*** Begin section ***
Issue #1974, opened 2019-09-27
MAP-MRI optimization & validation errors


l-espana:
I haven't found mention of this issue anywhere so apologies if I'm missing something. We're using the basic reconst mapmri example script (with a few changes) on some of our data, but some subjects have the following errors/warnings:

**/usr/local/lib/python3.6/dist-packages/dipy/reconst/mapmri.py:396: RuntimeWarning: invalid value encountered in true_divide
  data_norm = np.asarray(data / data[self.gtab.b0s_mask].mean())
/usr/local/lib/python3.6/dist-packages/dipy/reconst/mapmri.py:412: UserWarning: Optimization did not find a solution
  warn('Optimization did not find a solution')
/usr/local/lib/python3.6/dist-packages/dipy/reconst/mapmri.py:396: RuntimeWarning: divide by zero encountered in true_divide
  data_norm = np.asarray(data / data[self.gtab.b0s_mask].mean())
map.py:133: RuntimeWarning: invalid value encountered in power
  rtopCbRt = rtop**(1/3.0)
map.py:138: RuntimeWarning: invalid value encountered in sqrt
  rtapSqRt = np.sqrt(rtap)**
Preprocessing: 20018
Running model
>> data.shape (256, 256, 30, 96)
>> reconstruction begin time  0.1 min
>> data_small.shape (256, 256, 30, 96)
>> mask_roi.shape (256, 256, 30)
**DENOISE PROCESS
>> No denoising applied
**MAP MODEL
>> MAP model fit, part1 begin time  0.1 min
>> Applying both laplacian regularization and positivity constraint
**ERROR in validate_data: Lower bound at index 1 is greater than upper bound: inf > 1.0000e+20
ERROR in osqp_setup: Data validation returned failure**
>> MAP model fit, part1 completed  3941.4 min
**CALCULATE PROPERTIES
>> Return to Origin Probability
>> Return to Axis Probability
>> Return to Plane Probability
>> Mean Square Displacement

There still appears to be output, but the validation errors seem concerning.

Running Ubuntu 16.04, python 3.6, dipy 0.16.0. I'm not sure what else may be helpful, but any thoughts on this would be much appreciated.

arokem:
[...]

PR #2531, opened 2022-02-21
NF: MAP+ constraints

tomdelahaije:
This request is not ready to be merged, but I could use some feedback. There are definitely places where the code can be improved, and I am not sure if everything is in the right place -- in particular the changes to dipy/data. Tests and documentation are still missing.

This request implements the MAP+ constraints proposed in https://doi.org/10.1016/j.neuroimage.2019.116405. The constraints can be used by setting `positivity_constraint=True` and `pos_radius='infinity'` when fitting the model. The implementation can be tested by following the MAP-MRI example in the documentation (https://dipy.org/documentation/1.4.1./examples_built/reconst_mapmri/#example-reconst-mapmri), and running for example

```
map_model_plus = mapmri.MapmriModel(gtab, radial_order=radial_order,
                                    laplacian_regularization=False,
                                    positivity_constraint=True,
                                    pos_radius='infinity')
```

It is recommended to use the MOSEK solver for speed by setting `cvxpy_solver='MOSEK'`, cf. https://docs.mosek.com/latest/install/installation.html for installation. 

Some points:
- The current way of using the constraints (by setting `pos_radius='infinity'`) is not very intuitive. 
- The maximum value for `radial_order` when using the constraints is currently 10, but this is not checked anywhere.
- The precomputed constraint matrices are stored as CSV files in dipy/data/files, but there is probably a more efficient way of storing/reading them.


skoudoro:
Hi @tomdelahaije,

Thank you for doing this!

we will need some time to read the paper and look at your code before answering your questions / reviewing your code.
So will get back to you ASAP.

@ShreyasFadnavis @RafaelNH @kerkelae @matteofrigo and @rutgerfick @arokem, could you look at this if you find time and give your opinion/feedback? 

Thank you

skoudoro:
Aslo, 

Could you give your opinion on this issue https://github.com/dipy/dipy/issues/1974 @tomdelahaije. 

Thanks!

dipy/data/__init__.py
```diff
@@ -313,3 +313,38 @@ def matlab_life_results():
...
+    References
+    ----------
+    .. [1] Dela Haije et al. "Enforcing necessary non-negativity constraints
+           for common diffusion MRI models using sum of squares programming".
+           NeuroImage 209, 2020, 116405.
+
+    """
+
+    mf = 'hermite_constraint_' + str(radial_order) + '.csv'
+    coo = np.loadtxt(pjoin(DATA_DIR, mf), delimiter=",")
```
skoudoro, line 342: You should check if the file exists in case someone put a wrong radial order. 
Otherwise, you can add a check ` if 0<= radial_order <= 8`

dipy/reconst/mapmri.py
```diff
@@ -136,13 +142,19 @@ def __init__(self,
             optimal weight from the values in the array.
         positivity_constraint : bool,
             Constrain the propagator to be positive.
+        constraint_type : string,
```
skoudoro, line 145: `str, optional` instead

dipy/reconst/mapmri.py
```diff
@@ -136,13 +142,19 @@ def __init__(self,
...
+            If set to 'local', positivity is enforced on a grid determined by
```
skoudoro, line 146: Are there only 2 constraint_types?  if yes, I would recommend using a boolean value instead of a string value. it avoids a lot of issues. your variable can be renamed `use_local_constraint=True`

skoudoro (commented):
Hi @tomdelahaije,

Thank you again for this. Here is a really quick review. Overall, it looks good but I need to play a bit with it locally.

it would be great if someone could look deeper at the math. @arokem? @garyfallidis?

skoudoro:
Also, the tests should be fixed so if you could rebase or merge master, it would be great

dipy/data/__init__.py
tomdelahaije: `radial_order` is checked in reconst/mapmri.py when a MapmriModel object is created, which I believe should be the only time these files are loaded. Should there be an additional check in data/__init__.py? If so, what kind of error should be raised when the file is missing? (None of the other defs in data/__init__.py have such checks.)

skoudoro: Indeed, good point.

However, I think you should add an additional test `if radial_order > 8`  in `data/__init__.py`.

Some people might do `radial_order=10` which will pass the `MapmriModel` test but fail on this function.

you can raise a `ValueError`

skoudoro (commented):
Thank you for the update!

See below my answer to your questions and here the link of the failing mapmri test: https://github.com/dipy/dipy/runs/6163062683?check_suite_focus=true#step:9:3873

doc/examples/reconst_mapmri.py
```diff
@@ -143,136 +146,198 @@
...
+                 cmap=plt.cm.gray)
+
+ax5 = fig.add_subplot(1, 5, 5)
+ax5.set_axis_off()
+divider = make_axes_locatable(ax5)
+cax = divider.append_axes("left", size="10%")
 plt.colorbar(ind, cax=cax)
 
-plt.savefig('MAPMRI_maps_regularization.png')
+plt.savefig('MAPMRI_rtop.png')
```
skoudoro, line 211: Hi @tomdelahaije,

Like we talked about last time, can you move all `Matplotlib` functions in a new module inside `dipy.viz`?

Thank you

doc/examples/reconst_mapmri.py
```diff
@@ -343,33 +414,62 @@
...
+
+ax6 = fig.add_subplot(2, 3, 6, title=r'NG parallel - Global positivity')
+ax6.set_axis_off()
+ng_parallel2 = np.array(mapfit_plus_ng.ng_parallel()[:, 0, :].T, dtype=float)
+ind = ax6.imshow(ng_parallel2, interpolation='nearest', origin='lower',
+                 cmap=plt.cm.gray)
+divider = make_axes_locatable(ax6)
+cax = divider.append_axes("right", size="5%", pad=0.05)
+plt.colorbar(ind, cax=cax)
+
```
skoudoro, line 453: same comment as above

StongeEtienne:
Hi @tomdelahaije and @skoudoro,
I just looked into the PR, and I think some part could be speed-up / improved,
but I might need to better understand some part.

1) If I'm not wrong, those coefficient are in a "sparse matrix" form,
maybe scipy sparse matrix could used instead.
(and for a similar reason, save them with numpy / scipy ".npz",
It would also avoid having  int loaded as float and casted back to int)

2) how complex / long it is to compute those coefficients ?,
because maybe it could be computed on the first run, and afterward saved and re-used.
Similar to the kernel in the Contextual enhancement : https://github.com/dipy/dipy/blob/master/dipy/denoise/enhancement_kernel.pyx

Thank you for your work, 
and I would be happy to discuss and test the code.

tomdelahaije:
Thanks for the feedback @StongeEtienne!

I've addressed point 1, and the code is much cleaner (and a bit faster) because of it :). Regarding point 2, I agree that this would be the preferred way to go, but the computation of the matrices is too involved for me to implement in dipy right now. If people are interested in doing this I'd be happy to help though.

StongeEtienne (commented):
Here is a few comments, 
do not hesitate to ask if something is unclear.

dipy/data/__init__.py
```diff
@@ -313,3 +314,51 @@ def matlab_life_results():
...
+    file += '.npz'
+    path = pjoin(DATA_DIR, file)
+
+    if not exists(path):
+        raise ValueError("Constraints file '" + file + "' not found.")
+
+    try:
+        array = load_npz(path)
+        n, x = array.shape
+        sdp_constraints = [array[i*x:(i+1)*x] for i in range(n//x)]
```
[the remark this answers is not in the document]
tomdelahaije: Thanks for your comments @StongeEtienne!

What do you mean with "0.0 * v"? 

CVXPY does make use of sparsity, and the code runs faster with sparse matrices than with dense matrices. Because `reshape` makes the matrix dense, and because there are no 3D sparse matrix representations, I had to use this list reconstruction approach. Do you have ideas on how to improve this part while keeping the sparse representation?

dipy/reconst/mapmri.py
```diff
@@ -246,33 +262,47 @@ def __init__(self,
...
+            if global_constraints:
+                if radial_order > 10:
+                    self.sdp_constraints = load_sdp_constraints('hermite', 10)
+                    msg = 'Global constraints are currently supported for'
+                    msg += ' radial_order <= 10.'
+                    warn(msg)
+                else:
+                    self.sdp_constraints = load_sdp_constraints('hermite',
+                                                                radial_order)
+            elif not global_constraints:
```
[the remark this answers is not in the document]
tomdelahaije: The `else` with the ValueError should remain I think, in case the input is something other than a string or float/int.

dipy/data/__init__.py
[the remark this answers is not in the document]
StongeEtienne: Sum optimizer, avoid variables multiplied by 0,
I compared with and without dense matrix and the procession (optimisation) time was about the same for order 6.
I will think of something, but the matrix computation is not the "bottleneck" so I dont really mind.

dipy/reconst/mapmri.py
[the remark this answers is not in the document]
StongeEtienne: global_constraints is not a bool True or False ?,
and even if its a string 
if  my_condition:
elif not my_condition:  
is equivalent to an "if else" in python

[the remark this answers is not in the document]
StongeEtienne: it's look like you already corrected this one !
the other ones where fine  (since they are check on string or type)

StongeEtienne:
@skoudoro it's good for me

skoudoro (commented):
I will go ahead and merge this PR if there are no additional comments by this Friday (May 27th).

The tutorial shows multiple warnings that a (beginner) user could be afraid of. They all come from the solver. Is there a way to hide those warnings @tomdelahaije? or maybe to warn the user in the tutorial that they are expected due to some background voxel...

See below the warning in my case. Thank you for your feedback.

```python
/Users/koudoro/miniconda3/envs/dipy-env-38/lib/python3.8/site-packages/cvxpy/reductions/solvers/conic_solvers/scs_conif.py:333: UserWarning: 
    CVXPY has just called the numerical solver SCS (version 2.1.4),
    which could not accurately solve the problem with the provided solver
    options. No value was specified for the SCS option called
    "acceleration_lookback". That option often has a major impact on
    whether this version of SCS converges to an accurate solution.

    We will try to solve the problem again by setting acceleration_lookback = 0.
    To avoid this error in the future we recommend installing SCS version 3.0
    or higher.

    More information on SCS options can be found at the following URL:
    https://www.cvxgrp.org/scs/api/settings.html
    
  warnings.warn(SCS.ACCELERATION_RETRY_MESSAGE % str(scs_version))
/Users/koudoro/miniconda3/envs/dipy-env-38/lib/python3.8/site-packages/cvxpy/problems/problem.py:1333: UserWarning: Solution may be inaccurate. Try another solver, adjusting the solver settings, or solve with verbose=True for more information.
  warnings.warn(
/Users/koudoro/Software/dipy/dipy/core/optimize.py:520: UserWarning: Solver failed to produce an optimum: optimal_inaccurate.
  warnings.warn(msg)
```

tomdelahaije:
> I will go ahead and merge this PR if there are no additional comments by this Friday (May 27th).
> 
> The tutorial shows multiple warnings that a (beginner) user could be afraid of. They all come from the solver. Is there a way to hide those warnings @tomdelahaije? or maybe to warn the user in the tutorial that they are expected due to some background voxel...
> 
> See below the warning in my case. Thank you for your feedback.
> 
> ```python
> /Users/koudoro/miniconda3/envs/dipy-env-38/lib/python3.8/site-packages/cvxpy/reductions/solvers/conic_solvers/scs_conif.py:333: UserWarning: 
>     CVXPY has just called the numerical solver SCS (version 2.1.4),
>     which could not accurately solve the problem with the provided solver
>     options. No value was specified for the SCS option called
>     "acceleration_lookback". That option often has a major impact on
>     whether this version of SCS converges to an accurate solution.
> 
>     We will try to solve the problem again by setting acceleration_lookback = 0.
>     To avoid this error in the future we recommend installing SCS version 3.0
>     or higher.
> 
>     More information on SCS options can be found at the following URL:
>     https://www.cvxgrp.org/scs/api/settings.html
>     
>   warnings.warn(SCS.ACCELERATION_RETRY_MESSAGE % str(scs_version))
> /Users/koudoro/miniconda3/envs/dipy-env-38/lib/python3.8/site-packages/cvxpy/problems/problem.py:1333: UserWarning: Solution may be inaccurate. Try another solver, adjusting the solver settings, or solve with verbose=True for more information.
>   warnings.warn(
> /Users/koudoro/Software/dipy/dipy/core/optimize.py:520: UserWarning: Solver failed to produce an optimum: optimal_inaccurate.
>   warnings.warn(msg)
> ```

I can't reproduce these warnings on my system, and I don't know how to prevent them from showing. I've added a generic remark about potential warnings in the tutorial.

dipy/core/optimize.py
```diff
@@ -342,3 +347,181 @@ def fit(self, X, y):
...
+            Arguments passed to the CVXPY solve method.
+
+        Returns
+        -------
+        h : array (m)
+             Estimated optimum for problem variables $h$.
+        """
+
+        # Compute and set reduced problem parameters
+        X = np.linalg.cholesky(np.dot(design_matrix.T, design_matrix)).T
```
DenebBoito, line 482: Hello, 

Had a look at the code and seems good to me :) 

I just have a suggestion for this line: doing the cholesky decomposition requires the matrix to be strictly positive definite. While this shouldn't be a problem for MAP, other methods (especially those requiring tensor encoded data) might get a rank deficient matrix which is not directly decomposable with cholesky. If the plan is to reuse this code for several other methods, maybe using the more general way of computing the matrix square root would be better. Or in general, a warning should be issued to inform the user that the system is underdetermined and the solution is not unique.

tomdelahaije: Nice catch. I've added a warning in the case of a rank deficient design matrix. I'm not sure if there is a single satisfactory way to handle rank deficiency for other models, so for now I think just raising a warning to the user is the way to go.

skoudoro:
Thank you for this work @tomdelahaije. your first contribution in !

Thanks to @StongeEtienne and @DenebBoito for helping to review.

Merging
*** End section ***
**Exercise prompt**. Tell how many lines in the entries above include the word "questions", and respond with the number alone.

**Task result**. 2